PORTLAND — The city of Portland is hosting its first 10-day festival to celebrate the LGBTQ community and equality in Maine.

Organizers of Pride Portland kicked off festivities with a rally and press conference at Portland City Hall. The group was able to raise more than $40,000 dollars over the past four months for the 22 events they are hosting, which include dances, a 5K race, various socials, the Southern Maine Pride Parade and many other events.

Chris O’Connor, a co-chair of Pride Portland, said the festival began with a small group of people talking about ways to celebrate, but it quickly evolved and grew faster than he ever thought it would.

“We had faith that people were ready for something new, but weren’t expecting something as big as a 10-day festival,” O’Connor said. “Everyone has been so supportive, and I’m really excited to see how things go.”

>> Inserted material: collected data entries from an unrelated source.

PR #1409, opened 2023-12-30
Adding packages libxml2,libxslt, zlib1g-dev 

vatsrahul1001:
It seems that there is a breaking change in the latest version of lxml (5.0.0), which now requires libxml2 and libxslt. Unfortunately, these packages are not available in Python 3.8 and Python 3.9, causing a failure. I am adding these libxml2,libxslt, zlib1g-dev as temp fix, any user with python3.8, 3.9  tries to install amazon provider they will encounter this issue.

For permanent solutions:-
1. we can add these packages in airflow repo
2. Pin lxml version==4.9.4 in redshift_connector till it get resolved in lxml

### DIFF
--- a/.circleci/integration-tests/Dockerfile.astro_cloud
+++ b/.circleci/integration-tests/Dockerfile.astro_cloud
@@ -8,7 +8,7 @@ USER root
 
 RUN apt-get update -y \
     && apt-get install -y software-properties-common \
-    && apt-get install -y wget procps gnupg2
+    && apt-get install -y wget procps gnupg2 \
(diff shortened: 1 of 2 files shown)


pankajkoti (approved):

vatsrahul1001:
It looks like there was an issue with the lxml wheel, as mentioned [here](https://github.com/lxml/lxml/pull/388#issuecomment-1872472747). Initially, our job attempted to build from source because the wheel was not available, resulting in the problem. However, the wheel issue has now been fixed, and it started working fine again without any further intervention. I will close the PR as its not needed now

PR #1427, opened 2024-01-12
Add non-ASCII logs check task in master dag

vatsrahul1001:
This PR is to test the astronomer logging provider for non-ASCII character, as we have providers tests running on all cloud providers daily, This will help us test daily without creating additional deployments.

### DIFF
--- a/.circleci/integration-tests/master_dag.py
+++ b/.circleci/integration-tests/master_dag.py
@@ -199,13 +199,9 @@ with DAG(
         ],
     )
 
-    """
-    This task is specifically added to test the astronomer logging
-    provider for non-ASCII character testing, as we have providers'
-    tests running on all cloud providers, and we do not want
-    multiple deployments for this.
-    """
-
+    # The below task `check_non_ascii_data` is specifically added to test the astronomer logging
+    # providers for non-ASCII characters, as we have providers' tests running on all
+    # cloud providers, and we do not want multiple deployments for this.
     check_non_ascii_data = PythonOperator(
         task_id="check_non_ascii_data",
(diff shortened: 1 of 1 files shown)


.circleci/integration-tests/master_dag.py
```diff
@@ -199,7 +199,20 @@ def prepare_dag_dependency(task_info, execution_time):
         ],
     )
 
-    airflow_version_check = (get_airflow_version, check_logs_data)
+    # The below task `check_non_ascii_data` is specifically added to test the astronomer logging
+    # providers for non-ASCII characters, as we have providers' tests running on all
+    # cloud providers, and we do not want multiple deployments for this.
+    check_non_ascii_data = PythonOperator(
+        task_id="check_non_ascii_data",
+        python_callable=check_log,
```
pankajkoti, line 207: Where is this callable check_log defined?

pankajkoti (commented):
I pushed a commit to transform the comment from docstring to comment.

.circleci/integration-tests/master_dag.py
vatsrahul1001: we were already using this callable from [here](https://github.com/astronomer/astronomer-providers/blob/a49fe81d86ae49e4ddba7ae988914d703e79c05f/.circleci/integration-tests/airflow_dag_introspection.py#L36)

pankajkoti (approved):

.circleci/integration-tests/master_dag.py
pankajkoti: sorry forgot to check the imports.

PR #1402, opened 2023-12-26
Deprecate EmrContainerOperatorAsync

Lee-W:
# What's changed
Deprecate `EmrContainerOperatorAsync` and fallback to `EmrContainerOperator` with `deferrable=True`
This is blocked by the release of ~~https://github.com/apache/airflow/pull/36417~~ https://github.com/apache/airflow/issues/36467

upgrade minimum apache-airflow-providers-amazon to 8.15.0

# Why this change
The logic of  `EmrContainerOperatorAsync` has been contributed back to OSS airflow as part of `EmrContainerOperator`

### EmrContainerOperatorAsync
https://github.com/astronomer/astronomer-providers/blob/b5a9417919d8a13b8e519d2582ce705c4689b7c6/astronomer/providers/amazon/aws/sensors/emr.py#L38-L65

### EmrContainerOperator
https://github.com/apache/airflow/blob/999b70178a1f5d891fd2c88af4831a4ba4c2cbc9/airflow/providers/amazon/aws/sensors/emr.py#L318-L346

PR #1430, opened 2024-01-18
refactor(amazon/emr): remove unnecessary return in EmrContainerOperatorAsync and Redshift Cluster operators

Lee-W:
address https://github.com/astronomer/astronomer-providers/pull/1402/files/d6f074c32db15394696360919f47216ba026b392#r1457142029


pankajkoti (approved):

pankajkoti (approved):
Let's also update the PR title to make it generic as we have changes in multiple operators now :)

PR #42, opened 2015-06-18
Fix URL for listening mode

objectiveSee:


emilyrose:
thanks again! I'm glad you caught these. :smile:

PR #43, opened 2015-06-18
Fix path for documentation URLs

objectiveSee:
Looks like "core" needs to be lowercase in the path.


emilyrose:
oh hey @objectiveSee, great catch. thank you! :star:

PR #64, opened 2015-07-12
validate SSID prompt

kennethlimcp:
This will check that the non-empty SSID is entered before prompting further.

Fixes: https://github.com/spark/particle-cli/issues/62

Error message is: `>> please enter a valid SSID`


emilyrose:
:+1: thanks!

“We are really only able to do this because of all of the incredible volunteers who have come out to help,” co-chair Jill Barkley said.

Barkley said Pride Portland saw regular growth in volunteers since the planning began in late January; more than 60 people contributed to the planning in one way or another.


“The community is so invested in this,” O’Connor said. “We’re so grateful for all the support we’ve had all the way.”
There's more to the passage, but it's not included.